→ **Action item**:
All lines of the listing that contain "will" should be shown in full.

──────────────────────────────

PR #120, opened 2024-07-12
VB-4183 Update CSP 'formAction' to include GOV.UK One Login URL

tpmcgowan:
Fixes an issue where if a user had an expired session then tried a form submission it would fail - and appear to 'hang' - because the resultant redirect to re-authenticate with GOV.UK One Login would be blocked by the browser for violating the CSP policy.

### DIFF
--- a/server/authentication/govukOneLogin.ts
+++ b/server/authentication/govukOneLogin.ts
@@ -19,6 +19,7 @@ passport.deserializeUser((user, done) => {
 const authenticationMiddleware = (): RequestHandler => {
   return async (req, res, next) => {
     if (req.isAuthenticated()) {
+      res.locals.user = req.user
       return next()
     }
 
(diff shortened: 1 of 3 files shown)


server/authentication/govukOneLogin.ts
```diff
@@ -19,6 +19,7 @@ passport.deserializeUser((user, done) => {
 const authenticationMiddleware = (): RequestHandler => {
   return async (req, res, next) => {
     if (req.isAuthenticated()) {
+      res.locals.user = req.user
```
tpmcgowan, line 22: Unrelated change - just moving code to populate `res.locals.user` to make sure it happens if the user has actually been authenticated. Basically a tidy up after moving authentication middleware in #89 to support some routes not requiring authentication.

hutcheonb-moj (approved):
LGTM

PR #123, opened 2024-07-15
VB-4183 CSP form-action fix

tpmcgowan:
Add '`signin`' as well as the '`oidc`' sub-domain for the GOV.UK One Login URL to the CSP `form-action` rule.

Needed because with an expired session, when a user makes a `POST` request, Chrome blocks the initial redirect to the `oidc` domain and then the subsequent redirect to the `signin` domain.


hutcheonb-moj (approved):
LGTM

PR #125, opened 2024-07-16
VB-4185 booking details refresh bug

hutcheonb-moj:
Both pages are now available after session refresh / timeout


server/routes/bookings/bookingsController.ts
```diff
@@ -1,19 +1,24 @@
...
+  public constructor(
+    private readonly visitService: VisitService,
+    private readonly bookerService: BookerService,
+  ) {}
 
   public view(): RequestHandler {
     return async (req, res) => {
       const { booker } = req.session
 
+      const prisoner = booker.prisoners ? booker.prisoners : await this.bookerService.getPrisoners(booker.reference)
```
tpmcgowan, line 15: Might be good to cover this new dependency in `bookingsController.test.ts`. E.g.:
* in the current test, assert that `getPrisoners()` is **not** called
* duplicate the test but with `booker.prisoners` not set and assert that `getPrisoners()` is called as expected (this test could be minimal; i.e. don't need to re-check all the page elements)

server/routes/bookings/bookingDetailsController.ts
```diff
@@ -1,21 +1,32 @@
...
         return res.redirect(paths.BOOKINGS.HOME)
       }
 
+      req.session.bookings = req.session.bookings
+        ? req.session.bookings
+        : await this.visitService.getFuturePublicVisits(booker.reference)
+
+      const prisoner = booker.prisoners ? booker.prisoners : await this.bookerService.getPrisoners(booker.reference)
+
+      const { bookings } = req.session
```
tpmcgowan, line 28:
```suggestion
      const { booker, bookings } = req.session

      const errors = validationResult(req)
      if (!errors.isEmpty() || !bookings?.length) {
        return res.redirect(paths.BOOKINGS.HOME)
      }
```

Something like this suggestion (caveat - untested!) and then keeping the rest as it was might be preferable because:
* simpler - avoids duplicating the code to fetch future bookings
* less potential for confusion because if your session expires on a visit details page you just get returned to the listing. If you went back to, say, `.../1` then in the meantime the another visit could have been booked so your page would reload with info on a **different** visit

server/routes/bookings/bookingsController.test.ts
```diff
@@ -75,4 +75,19 @@ describe('Bookings homepage', () => {
         expect($('h2').text()).not.toContain('How to change your booking')
       })
   })
+
+  it('should render the bookings home page - if no prisoner was present on initial call', () => {
+    sessionData.booker.prisoners = undefined
+    visitService.getFuturePublicVisits.mockResolvedValue([orchestrationVisitDto])
+    bookerService.getPrisoners.mockResolvedValue([prisoner])
```
tpmcgowan, line 82: Probably no longer need this test now that the behaviour of the route has changed (or at least `bookerService` mock can go as it's no longer relevant)

server/routes/bookings/bookingDetailsController.ts
```diff
@@ -1,21 +1,23 @@
...
     return async (req, res) => {
       const { booker, bookings } = req.session
 
       const errors = validationResult(req)
-      if (!errors.isEmpty()) {
+      if (!errors.isEmpty() || !bookings?.length) {
         return res.redirect(paths.BOOKINGS.HOME)
       }
 
+      const prisoner = booker.prisoners ? booker.prisoners : await this.bookerService.getPrisoners(booker.reference)
```
tpmcgowan, line 19:
```suggestion
      const prisoner = booker.prisoners?.[0] ?? (await this.bookerService.getPrisoners(booker.reference))?.[0]
```

(and on line 34, just `prisoner,` instead of `prisoner: prisoner[0],`)

This is because it's still possible for `prisoner` to be empty. Also, keeps naming more appropriate as `prisoner` will be a `Prisoner | undefined` rather than `Prisoner[]`

Ultimately, if there is no prisoner it will go to template as `undefined` but tested and Nunjucks handles this without error (though I guess up to Simon if we display a message rather than just nothing 🤷‍♂️)

tpmcgowan (approved):
LGTM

──────────────────────────────

→ **Reply**:
This is because it's still possible for `prisoner` to be empty. Also, keeps naming more appropriate as `prisoner` will be a `Prisoner | undefined` rather than `Prisoner[]`
Ultimately, if there is no prisoner it will go to template as `undefined` but tested and Nunjucks handles this without error (though I guess up to Simon if we display a message rather than just nothing 🤷‍♂️)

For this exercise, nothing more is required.